Loop-erased partitioning of a graph: mean-field analysis

• Published in: Electronic journal of probability Vol. 27; no. none
• Main Authors: Avena, Luca, Gaudillière, Alexandre, Milanesi, Paolo, Quattropani, Matteo
• Format: Journal Article
• Language: English
• Published: Institute of Mathematical Statistics (IMS) 01.01.2022
• Subjects: Mathematics; Probability; 60J10; random partitions; 2010 Mathematics Subject Classification. 05C81; loop-erased random walk; 60J28 Discrete Laplacian; 05C85; spanning rooted forests; 60J27; Wilson's algorithm
• ISSN: 1083-6489; 1083-6489
• DOI: 10.1214/22-EJP792

We consider a random partition of the vertex set of an arbitrary graph that can be sampled using loop-erased random walks stopped at a random independent exponential time of parameter q > 0.The related random blocks tend to cluster nodes visited by the random walk-with generator the discrete Laplacianon time scale 1/q, with q being the tuning parameter. We explore the emerging macroscopic structure by analyzing 2-point correlations.
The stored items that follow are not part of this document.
PR #132, opened 2022-02-01
Added checks for duplicate variables 

VamsiModem:
Checked for duplicate variables and added them errors.

### DIFF
--- a/src/libraries/Microsoft.PowerFx.Core/Localization/Strings.cs
+++ b/src/libraries/Microsoft.PowerFx.Core/Localization/Strings.cs
@@ -553,6 +553,7 @@ namespace Microsoft.PowerFx.Core.Localization
         public static ErrorResourceKey OpNotSupportedByClientSuggestionMessage_OpNotSupportedByClient = new ErrorResourceKey("SuggestRemoteExecutionHint_OpNotSupportedByClient");
 
         public static ErrorResourceKey ErrNamedFormula_MissingSemicolon = new ErrorResourceKey("ErrNamedFormula_MissingSemicolon");
+        public static ErrorResourceKey ErrNamedFormula_DuplicateVariable = new ErrorResourceKey("ErrNamedFormula_DuplicateVariable");
 
         // ErrorResourceKey for creating an error from an arbitrary string message. The key resolves to "{0}", meaning
         // that a single string arg can be supplied representing the entire text of the error.
--- a/src/strings/en-US/PowerFxResources.resw
+++ b/src/strings/en-US/PowerFxResources.resw
@@ -1,45 +1,104 @@
-<?xml version="1.0" encoding="UTF-8" standalone="yes"?>
+<?xml version="1.0" encoding="utf-8"?>
 <root>
+  <!-- 
+    Microsoft ResX Schema 
+    
+    Version 2.0
+    
+    The primary goals of this format is to allow a simple XML format 
+    that is mostly human readable. The generation and parsing of the 
+    various data types are done through the TypeConverter classes 
+    associated with the data types.
+    
+    Example:
+    
+    ... ado.net/XML headers & schema ...
+    <resheader name="resmimetype">text/microsoft-resx</resheader>
+    <resheader name="version">2.0</resheader>
+    <resheader name="reader">System.Resources.ResXResourceReader, System.Windows.Forms, ...</resheader>
+    <resheader name="writer">System.Resources.ResXResourceWriter, System.Windows.Forms, ...</resheader>
+    <data name="Name1"><value>this is my long string</value><comment>this is a comment</comment></data>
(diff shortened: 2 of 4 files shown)


src/tests/Microsoft.PowerFx.Core.Tests/NamedFormulasTests.cs
```diff
@@ -69,5 +70,28 @@ public void GetNamedFormulasTest(string script, string expectedX, string expecte
...
         }
+
+        [Theory]
+        [InlineData("x = 1;x = 2;", "1", 1, "x")]
+        [InlineData("y = 1;y = 2;y = 2;", "1", 2, "y")]
+        [InlineData("y = 1;y = 2;y=3", "1", 3, "y")]
+        public void NamedFormulasWithDuplicateVariablesTest(string script, string expectedX, int expectedErrorCount, string errorToken)
+        {
+            var namedFormula = new NamedFormulas(script);
+            Assert.False(namedFormula.EnsureParsed());
```
MikeStall, line 81: >Assert.False(namedFormula.EnsureParsed()); [](http://example.com/codeflow?start=12&length=42)

Duplicate assigns are syntactically correct, but semantic errors. 

The "pure" way to do this would be:
- the parser succeeds, and returns a list (not dictionary)
- the binder catches the error. 

I don't think it matters now, but it might matter as we get to more IDE scenarios (getting the right error squiggles, correction scenarios)

src/tests/Microsoft.PowerFx.Core.Tests/NamedFormulasTests.cs
```diff
@@ -69,5 +70,28 @@ public void GetNamedFormulasTest(string script, string expectedX, string expecte
...
+            Assert.Equal(errors.Count(), expectedErrorCount);
+
+            var identifierDName = errors.ElementAt(0)?.Tok.As<IdentToken>()?.Name;
+            Assert.NotNull(identifierDName);
+            Assert.Equal(errorToken, identifierDName.Value);
+
+            var formulas = namedFormula.GetNamedFormulas();
+            Assert.NotNull(formulas);
+
+            Assert.Equal(expectedX, formulas.ElementAt(0).formula.Script);
```
MikeStall, line 94: >Assert.Equal(expectedX, formulas.ElementAt(0).formula.Script); [](http://example.com/codeflow?start=12&length=62)

what is this testing?

src/strings/en-US/PowerFxResources.resw
```diff
@@ -1,45 +1,104 @@
-<?xml version="1.0" encoding="UTF-8" standalone="yes"?>
```
lesaltzm, line 1: What happened here?

src/tests/Microsoft.PowerFx.Core.Tests/NamedFormulasTests.cs
lesaltzm: That's a very good point. The return here should actually be something like List<KeyValuePair<IdentToken , Formula>>, and validate this on the other side, post the correct errors on that ident token

src/tests/Microsoft.PowerFx.Core.Tests/NamedFormulasTests.cs
VamsiModem: I am checking with the first assigned value. 
for example: x=1;x=2; 
in this case the value of x should be 1.

src/strings/en-US/PowerFxResources.resw
VamsiModem: weird, not sure how this got changed, will revert this change.

lesaltzm: still an issue?

src/libraries/Microsoft.PowerFx.Core/Localization/Strings.cs
```diff
@@ -553,6 +553,7 @@ internal static class TexlStrings
         public static ErrorResourceKey OpNotSupportedByClientSuggestionMessage_OpNotSupportedByClient = new ErrorResourceKey("SuggestRemoteExecutionHint_OpNotSupportedByClient");
 
         public static ErrorResourceKey ErrNamedFormula_MissingSemicolon = new ErrorResourceKey("ErrNamedFormula_MissingSemicolon");
+        public static ErrorResourceKey ErrNamedFormula_DuplicateVariable = new ErrorResourceKey("ErrNamedFormula_DuplicateVariable");
```
lesaltzm, line 556: not needed anymore

lesaltzm (approved):

src/strings/en-US/PowerFxResources.resw
VamsiModem: yeah, it's changing that on every commit.

lesaltzm (approved):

To this aim, it is defined an interaction potential between pair of vertices, as the probability that they do not belong to the same block of the random partition. This interaction potential can be seen as an affinity measure for "densely connected nodes" and capture well-separated regions in network models presenting non-homogeneous landscapes. In this spirit, we compute this potential and its scaling limits on a complete graph and on a non-homogeneous weighted version with community structures. For the latter geometry we show a phase-transition for "community detectability" as a function of the tuning parameter and the edge weights.